Nelson algebras, residuated lattices and rough sets: A survey
Jouni Järvinen, Sándor Radeleczki, Umberto Rivieccio
TL;DR
The survey consolidates two decades of progress on Nelson algebras, illuminating their role as algebraic semantics for Nelson's constructive logic with strong negation and extending to N4-lattices and rough-set theory. It unifies representation by twist-structures, residuated-lattice formulations, and duality theories (Priestley/Esakia), while establishing a central representation: every Nelson algebra embeds into a rough-set-based Nelson algebra induced by a quasiorder, with finite quasiorder-based instances capturing all theorems. It also clarifies connections to related logics (substructural and paraconsistent) and shows how rough-set algebras provide robust, algebraically rich models (regular double Stone, Kleene, and Łukasiewicz-like structures) that underpin key completeness and definability results. Overall, the work demonstrates how algebraic, topological, and rough-set methods cohere to advance understanding of Nelson-type logics and their applications in duality and rough-set theory.
Abstract
Over the past 50 years, Nelson algebras have been extensively studied by distinguished scholars as the algebraic counterpart of Nelson's constructive logic with strong negation.
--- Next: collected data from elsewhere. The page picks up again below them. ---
PR #559, opened 2023-07-28
fix(integration_default): override `enabled` key only if integration has one

mrtnvgr:
Fixes #558

PR #562, opened 2023-07-29
refactor(init): integration_default

mrtnvgr:


nullchilly:
`integration_default` is causing way too much maintenance burden:

- #559 Implemented inside setup function, doesn't leverage #534

- #560 This is a monkeypatch used only for bufferline because of a past mistake. I do not encourage patching the `.get()` function.

- #562 `integration_default = true` is currently useless because all are already enabled by default (Except navic which should have been true by default)

- Currently, the only use for this is to disable all integrations by default

With the above points, I think it's best we remove this feature for now because the current solution is suboptimal.

PR #564, opened 2023-08-05
feat(treesitter-context): add color for normal background

ofseed:
The only effect of the former treesitter-context support is to add a border-bottom when the `transparent_background` is on.

This PR adds two highlights for normal background, one for a looming border-bottom, and one for the line number.

Former:

image

Current:

image

NOTE: The `TreesitterContextLineNumber` should not be configured in catppuccin because the nvim-treesitter-context provided an option to decide whether accept this highlight.

### DIFF
--- a/lua/catppuccin/groups/integrations/treesitter_context.lua
+++ b/lua/catppuccin/groups/integrations/treesitter_context.lua
@@ -1,7 +1,9 @@
 local M = {}
 
 function M.get()
-	return O.transparent_background and { TreesitterContextBottom = { sp = C.dim, style = { "underline" } } } or {}
+	return O.transparent_background and {
+		TreesitterContextBottom = { sp = C.dim, style = { "underline" } },
+	} or {}
 end
 
 return M
--- a/lua/catppuccin/groups/integrations/treesitter_context.lua
+++ b/lua/catppuccin/groups/integrations/treesitter_context.lua
@@ -3,7 +3,12 @@ local M = {}
 function M.get()
 	return O.transparent_background and {
 		TreesitterContextBottom = { sp = C.dim, style = { "underline" } },
-	} or {}
+	} or {
+		TreesitterContextLineNumber = {
+			fg = C.surface1,
+			bg = C.mantle,
+		},
+	}
 end
 
 return M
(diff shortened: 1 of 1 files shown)


lua/catppuccin/groups/integrations/treesitter_context.lua
```diff
@@ -1,7 +1,18 @@
 local M = {}
 
 function M.get()
-	return O.transparent_background and { TreesitterContextBottom = { sp = C.dim, style = { "underline" } } } or {}
+	return O.transparent_background and {
+		TreesitterContextBottom = { sp = C.dim, style = { "underline" } },
+	} or {
+		TreesitterContextBottom = {
+			sp = C.surface0,
```
nullchilly, line 8: Shouldn't this be fg instead of sp?

# With sp

image

# With fg

image

ofseed: You may be using WezTerm. It seems that WezTerm does not support the underline of having another color for the word. In the terminal I used, Kitty(what I'm using), Alacritty, Gnome Terminal, and Konsole all support this feature but WezTerm does not.

nekowinston: image
I'm using the latest nightly build of WezTerm, I think this looks as it should? @ofseed

nekowinston: I'm sorry I misread the PR, I thought that was *for* transparency.
Here's the PR with transparency disabled, in WezTerm:
image

nullchilly: Quoting from [wezterm faq](https://wezfurlong.org/wezterm/faq.html#how-do-i-enable-undercurl-curly-underlines):

Note: on Windows, the ConPTY layer strips out the curly underline escape sequences. If you're missing this feature in your WSL instance, you will need to use either `wezterm ssh` or [multiplexing](https://wezfurlong.org/wezterm/multiplexing.html#connecting-into-windows-subsystem-for-linux) to bypass ConPTY.

nekowinston: I think we can mark this as resolved, then?

nekowinston (approved):

PR #579, opened 2023-09-02
feat: add workaround for kitty transparent issue

### LINKED ISSUE #578: Disable Transparent background doesn't work if kitty share the same background
Kitty's opacity setting will change background if they share the same color:

> Note that it only sets the background color’s opacity in cells that have the same background color as the default terminal background,

So if I use the same flavour in nvim and kitty, and set kitty transparent, then nvim will be transparent whether `transparent_background` is true or false

nullchilly:
Close #578


nekowinston (approved):

opalmay:
Now I have the opposite issue - when background is different it'll always be transparent

PR #605, opened 2023-11-01
fix(flash): link `FlashPrompt` to `NormalFloat`

### LINKED ISSUE #604: Flash prompt appears black when winblend is set
### Description

If `winblend` is set, flash prompt's background will appear black.

### Neovim version

```markdown
NVIM v0.9.4
Build type: Release
LuaJIT 2.1.1697887905
```

### Terminal and multiplexer

alacritty 0.12.3 (5efb0690)

main / b359f3e

### Steps to reproduce

1. `nvim -u repro.lua`
2. Press `s` to open flash's jump
3. Notice the prompt is black

### Expected behavior

It should behave like other float windows.

### Actual behavior

The prompt's background is black instead.

image

### Repro

```Lua

-- set stdpaths to use .repro
end

-- bootstrap lazy
end

-- install plugins
local plugins = {
	{
		"catppuccin/nvim",
		name = "catppuccin",
		lazy = true,
		init = function()
			vim.opt.winblend = 10 -- important
		end,
		opts = {
		},
	},
	-- add any other plugins here
	{
		"folke/flash.nvim",
		event = "VeryLazy",
		opts = {},
		keys = {
			{
				"s",
				mode = { "n", "x", "o" },
				function()
					require("flash").jump()
				end,
				desc = "Flash",
			},
		},
	},
}
	root = root .. "/plugins",
})

-- add anything else here
```

jamestansx:
Fixes #604

### DIFF
--- a/lua/catppuccin/groups/integrations/flash.lua
+++ b/lua/catppuccin/groups/integrations/flash.lua
@@ -7,6 +7,7 @@ function M.get()
 		FlashLabel = { fg = C.green, bg = bg, style = { "bold" } },
 		FlashMatch = { fg = C.lavender, bg = bg },
 		FlashCurrent = { fg = C.peach, bg = bg },
+		FlashPrompt = { bg = (O.transparent_background and vim.o.winblend == 0) and C.none or C.mantle },
 	}
 end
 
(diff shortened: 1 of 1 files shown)


mrtnvgr:
Thanks for your contribution! <3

Despite these studies, a comprehensive survey of the topic is currently lacking, and the theory of Nelson algebras remains largely unknown to most logicians. This paper aims to fill this gap by focussing on the essential developments in the field over the past two decades. Additionally, we explore generalisations of Nelson algebras, such as N4-lattices which correspond to the paraconsistent version of Nelson's logic, as well as their applications to other areas of interest to logicians, such as duality and rough set theory. A general representation theorem states that each Nelson algebra is isomorphic to a subalgebra of a rough set-based Nelson algebra induced by a quasiorder. Furthermore, a formula is a theorem of Nelson logic if and only if it is valid in every finite Nelson algebra induced by a quasiorder.